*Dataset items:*

________________

PR #1265, opened 2023-02-10
fix: correlation between columns w/o non-null row

alexbarros:
Fixes an error when calculating the correlation between columns where there is no nonnull simultaneously for both columns, i.e.
 when column A is non-null column B is null and vice versa.


src/ydata_profiling/model/pandas/correlations_pandas.py
```diff
@@ -53,6 +53,10 @@ def _cramers_corrected_stat(confusion_matrix: pd.DataFrame, correction: bool) ->
     Returns:
         The Cramer's V corrected stat for the two variables.
     """
+    # handles empty crosstab
+    if confusion_matrix.empty:
```
aquemy, line 57: Can be test that internally and adjust accordingly if required?

aquemy (approved):

PR #1339, opened 2023-05-22
fix: complete alerts information in json

alexbarros:
Add to render_json the same information available in the HTML for alerts.
previously:
```
"alerts": [
    "[HIGH_CORRELATION] alert on column ascending_sequence",
    "[HIGH_CORRELATION] alert on column descending_sequence_with_noise",
    "[ZEROS] alert on column zeros"
]
```
now:
```
"alerts": [
    "[ascending_sequence] is highly overall correlated with [descending_sequence_with_noise]",
    "[descending_sequence_with_noise] is highly overall correlated with [ascending_sequence]",
    "[zeros] has 1000 (100.0%) zeros"
],
```
Fixes https://github.com/ydataai/ydata-profiling/issues/1301

### DIFF
--- a/src/ydata_profiling/model/alerts.py
+++ b/src/ydata_profiling/model/alerts.py
@@ -27,7 +27,6 @@ def fmt_percent(value: float, edge_cases: bool = True) -> str:
 
     return f"{value*100:2.1f}%"
 
-
 @unique
 class AlertType(Enum):
     """Alert types"""
--- a/src/ydata_profiling/model/alerts.py
+++ b/src/ydata_profiling/model/alerts.py
@@ -27,6 +27,7 @@ def fmt_percent(value: float, edge_cases: bool = True) -> str:
 
     return f"{value*100:2.1f}%"
 
+
 @unique
 class AlertType(Enum):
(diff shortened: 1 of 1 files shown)


src/ydata_profiling/model/alerts.py
```diff
@@ -77,16 +95,11 @@ class Alert:
     def __init__(
         self,
         alert_type: AlertType,
-        values: Optional[Dict] = None,
+        values: Optional[Dict] = {},
```
ricardodcpereira, line 98: This is dangerous because of the structure being mutable (https://www.inspiredpython.com/article/watch-out-for-mutable-defaults-in-function-arguments). It would be better to leave it as it was before.

aquemy:
Shouldn't it be about adding also the extra contextual information about each alert like the score, related columns, etc?

alexbarros:
For now, I matched the same information available in the HTML.
The plan was to transform Alert into a dataclass and have a more json like output, but this required too many changes, so I postponed the refactoring needed to make it work but laid the groundwork by creating the subclasses.

PR #646, opened 2019-03-31
Fix problems with commands not taking a count and mapping behavior.

### LINKED ISSUE #543: :VimwikiDiaryIndex not opening diary index for the "current" wiki.
The next quote is from the manual.

    :VimwikiDiaryIndex*
        Open diary index file of the current wiki.

So, according to this, it *should* open the diary index for the *current wiki* but it's not the case, it keeps opening the diary index for the *first wiki* in the list. *Just a remark, It doesn't say what should happen if you're not in a wiki, which I think, if it was working. should fallback to the first of the list.*

Although, it seems there is a mismatch with the section about the mapping to this function. For `<leader>wi` the manual has the following.

    [count]<Leader>wi or <Plug>VimwikiDiaryIndex
            Open diary index file of the [count]'s wiki.

            <Leader>wi opens diary index file of the first wiki from
            |g:vimwiki_list|.
            1<Leader>wi the same as above.
            2<Leader>wi opens diary index file of the second wiki from
            |g:vimwiki_list|.
            etc.
            To remap: >
            :nmap <Leader>i <Plug>VimwikiDiaryIndex

    See also |:VimwikiDiaryIndex|

So, according to the part `<Leader>wi` it should open the diary index for the *first wiki* from the list.

Now I'm ambivalent, according to the first one, it should be a bug. According to the later one, it should be a request. Indeed, I think opening the diary for the current wiki would be more convenient.

That said, I've noticed same dissonances in the documentation for the functions `:VimwikiMakeDiaryNote` and `:VimwikiTabMakeDiaryNote`. As for the `:VimwikiDiaryIndex` function, The function documentation sates that it will open a diary note for the *current wiki*. Again that's a mismatch against the documentation for the mapping to those functions which says the default (no wiki number) would open a note for the *first wiki*. **Unlike** `:VimwikiDiaryIndex`, it does open the diary for the *current wiki* for **both**, the mapping and the function. Honestly, I think it's nice that way but perhaps the manual needs some update.

Have a good day.

ranebrown:
This fixes a number of discrepancies in the documentation regarding the described behavior of commands and the actual behavior. For example, `:VimwikiIndex` was described as opening the index of the current wiki but it always opened the first wiki in the list. This also allows a count to open a specific wiki e.g `:VimwikiIndex 2`. This also affects a few diary related commands. Keymappings were also adjusted to have a more consistent behavior.

Fixes #543.

### DIFF
--- a/autoload/vimwiki/base.vim
+++ b/autoload/vimwiki/base.vim
@@ -1267,17 +1267,21 @@ endfunction
 
 
 function! vimwiki#base#goto_index(wnum, ...)
+
+  " if wnum = 0 the current wiki is used
+  if a:wnum == 0
+    let idx = vimwiki#vars#get_bufferlocal('wiki_nr')
+    echom idx
+    if idx < 0  " not in a wiki
+      let idx = 0
+    endif
+  else
+    let idx = a:wnum - 1 " convert to 0 based counting
+  endif
+
   if a:wnum > vimwiki#vars#number_of_wikis()
     echomsg 'Vimwiki Error: Wiki '.a:wnum.' is not registered in your Vimwiki settings!'
     return
-  endif
-
-  " usually a:wnum is greater then 0 but with the following command it is == 0:
-  " vim -n -c ":VimwikiIndex"
-  if a:wnum > 0
-    let idx = a:wnum - 1
-  else
-    let idx = 0
   endif
 
   if a:0
--- a/autoload/vimwiki/diary.vim
+++ b/autoload/vimwiki/diary.vim
@@ -286,8 +286,6 @@ function! vimwiki#diary#make_note(wnum, ...)
     return
   endif
 
-  " TODO: refactor it. base#goto_index uses the same
-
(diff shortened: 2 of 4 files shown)


hq6:
I manually merged this as `3396e87dbee617cbf0aa5b6ee9bcfe21270cc19a` after testing.

hq6:
Manually merged. @ranebrown , please let me know if you prefer that we stick to a consistent merge workflow instead of a mix of rebase and merge. I'm currently assuming our current mix is fine.

ranebrown:
@hq6 I think it makes more sense to merge pull requests instead of manually merging/rebasing them (unless there is a reason like lots of extra commits etc.). When reviewing issues/pull requests on GitHub it is much more obvious that something was implemented when it shows as merged.

hq6:
@ranebrown That's a fair point. I looked around but couldn't find a way to manually mark them as merged. It seems that this GitHub feature has been [sought after for 5 years](https://github.com/isaacs/github/issues/2) but never manifested.

I will create merge commits by default in the future.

________________

*EXERCISE BRIEF:*
All records above must be returned exactly as they appear.

*OUTPUT OF THE EXERCISE:*
PR #1265, opened 2023-02-10
fix: correlation between columns w/o non-null row

alexbarros:
Fixes an error when calculating the correlation between columns where there is no nonnull simultaneously for both columns, i.e.
 when column A is non-null column B is null and vice versa.


src/ydata_profiling/model/pandas/correlations_pandas.py
```diff
@@ -53,6 +53,10 @@ def _cramers_corrected_stat(confusion_matrix: pd.DataFrame, correction: bool) ->
     Returns:
         The Cramer's V corrected stat for the two variables.
     """
+    # handles empty crosstab
+    if confusion_matrix.empty:
```
aquemy, line 57: Can be test that internally and adjust accordingly if required?

aquemy (approved):

PR #1339, opened 2023-05-22
fix: complete alerts information in json

alexbarros:
Add to render_json the same information available in the HTML for alerts.
previously:
```
"alerts": [
    "[HIGH_CORRELATION] alert on column ascending_sequence",
    "[HIGH_CORRELATION] alert on column descending_sequence_with_noise",
    "[ZEROS] alert on column zeros"
]
```
now:
```
"alerts": [
    "[ascending_sequence] is highly overall correlated with [descending_sequence_with_noise]",
    "[descending_sequence_with_noise] is highly overall correlated with [ascending_sequence]",
    "[zeros] has 1000 (100.0%) zeros"
],
```
Fixes https://github.com/ydataai/ydata-profiling/issues/1301

### DIFF
--- a/src/ydata_profiling/model/alerts.py
+++ b/src/ydata_profiling/model/alerts.py
@@ -27,7 +27,6 @@ def fmt_percent(value: float, edge_cases: bool = True) -> str:
 
     return f"{value*100:2.1f}%"
 
-
 @unique
 class AlertType(Enum):
     """Alert types"""
--- a/src/ydata_profiling/model/alerts.py
+++ b/src/ydata_profiling/model/alerts.py
@@ -27,6 +27,7 @@ def fmt_percent(value: float, edge_cases: bool = True) -> str:
 
     return f"{value*100:2.1f}%"
 
+
 @unique
 class AlertType(Enum):
(diff shortened: 1 of 1 files shown)


src/ydata_profiling/model/alerts.py
```diff
@@ -77,16 +95,11 @@ class Alert:
     def __init__(
         self,
         alert_type: AlertType,
-        values: Optional[Dict] = None,
+        values: Optional[Dict] = {},
```
ricardodcpereira, line 98: This is dangerous because of the structure being mutable (https://www.inspiredpython.com/article/watch-out-for-mutable-defaults-in-function-arguments). It would be better to leave it as it was before.

aquemy:
Shouldn't it be about adding also the extra contextual information about each alert like the score, related columns, etc?

alexbarros:
For now, I matched the same information available in the HTML.
The plan was to transform Alert into a dataclass and have a more json like output, but this required too many changes, so I postponed the refactoring needed to make it work but laid the groundwork by creating the subclasses.

PR #646, opened 2019-03-31
Fix problems with commands not taking a count and mapping behavior.

### LINKED ISSUE #543: :VimwikiDiaryIndex not opening diary index for the "current" wiki.
The next quote is from the manual.

    :VimwikiDiaryIndex*
        Open diary index file of the current wiki.

So, according to this, it *should* open the diary index for the *current wiki* but it's not the case, it keeps opening the diary index for the *first wiki* in the list. *Just a remark, It doesn't say what should happen if you're not in a wiki, which I think, if it was working. should fallback to the first of the list.*

Although, it seems there is a mismatch with the section about the mapping to this function. For `<leader>wi` the manual has the following.

    [count]<Leader>wi or <Plug>VimwikiDiaryIndex
            Open diary index file of the [count]'s wiki.

            <Leader>wi opens diary index file of the first wiki from
            |g:vimwiki_list|.
            1<Leader>wi the same as above.
            2<Leader>wi opens diary index file of the second wiki from
            |g:vimwiki_list|.
            etc.
            To remap: >
            :nmap <Leader>i <Plug>VimwikiDiaryIndex

    See also |:VimwikiDiaryIndex|

So, according to the part `<Leader>wi` it should open the diary index for the *first wiki* from the list.

Now I'm ambivalent, according to the first one, it should be a bug. According to the later one, it should be a request. Indeed, I think opening the diary for the current wiki would be more convenient.

That said, I've noticed same dissonances in the documentation for the functions `:VimwikiMakeDiaryNote` and `:VimwikiTabMakeDiaryNote`. As for the `:VimwikiDiaryIndex` function, The function documentation sates that it will open a diary note for the *current wiki*. Again that's a mismatch against the documentation for the mapping to those functions which says the default (no wiki number) would open a note for the *first wiki*. **Unlike** `:VimwikiDiaryIndex`, it does open the diary for the *current wiki* for **both**, the mapping and the function. Honestly, I think it's nice that way but perhaps the manual needs some update.

Have a good day.

ranebrown:
This fixes a number of discrepancies in the documentation regarding the described behavior of commands and the actual behavior. For example, `:VimwikiIndex` was described as opening the index of the current wiki but it always opened the first wiki in the list. This also allows a count to open a specific wiki e.g `:VimwikiIndex 2`. This also affects a few diary related commands. Keymappings were also adjusted to have a more consistent behavior.

Fixes #543.

### DIFF
--- a/autoload/vimwiki/base.vim
+++ b/autoload/vimwiki/base.vim
@@ -1267,17 +1267,21 @@ endfunction
 
 
 function! vimwiki#base#goto_index(wnum, ...)
+
+  " if wnum = 0 the current wiki is used
+  if a:wnum == 0
+    let idx = vimwiki#vars#get_bufferlocal('wiki_nr')
+    echom idx
+    if idx < 0  " not in a wiki
+      let idx = 0
+    endif
+  else
+    let idx = a:wnum - 1 " convert to 0 based counting
+  endif
+
   if a:wnum > vimwiki#vars#number_of_wikis()
     echomsg 'Vimwiki Error: Wiki '.a:wnum.' is not registered in your Vimwiki settings!'
     return
-  endif
-
-  " usually a:wnum is greater then 0 but with the following command it is == 0:
-  " vim -n -c ":VimwikiIndex"
-  if a:wnum > 0
-    let idx = a:wnum - 1
-  else
-    let idx = 0
   endif
 
   if a:0
--- a/autoload/vimwiki/diary.vim
+++ b/autoload/vimwiki/diary.vim
@@ -286,8 +286,6 @@ function! vimwiki#diary#make_note(wnum, ...)
     return
   endif
 
-  " TODO: refactor it. base#goto_index uses the same
-
(diff shortened: 2 of 4 files shown)


hq6:
I manually merged this as `3396e87dbee617cbf0aa5b6ee9bcfe21270cc19a` after testing.

hq6:
Manually merged. @ranebrown , please let me know if you prefer that we stick to a consistent merge workflow instead of a mix of rebase and merge. I'm currently assuming our current mix is fine.

ranebrown:
@hq6 I think it makes more sense to merge pull requests instead of manually merging/rebasing them (unless there is a reason like lots of extra commits etc.). When reviewing issues/pull requests on GitHub it is much more obvious that something was implemented when it shows as merged.

hq6:
@ranebrown That's a fair point. I looked around but couldn't find a way to manually mark them as merged. It seems that this GitHub feature has been [sought after for 5 years](https://github.com/isaacs/github/issues/2) but never manifested.

I will create merge commits by default in the future.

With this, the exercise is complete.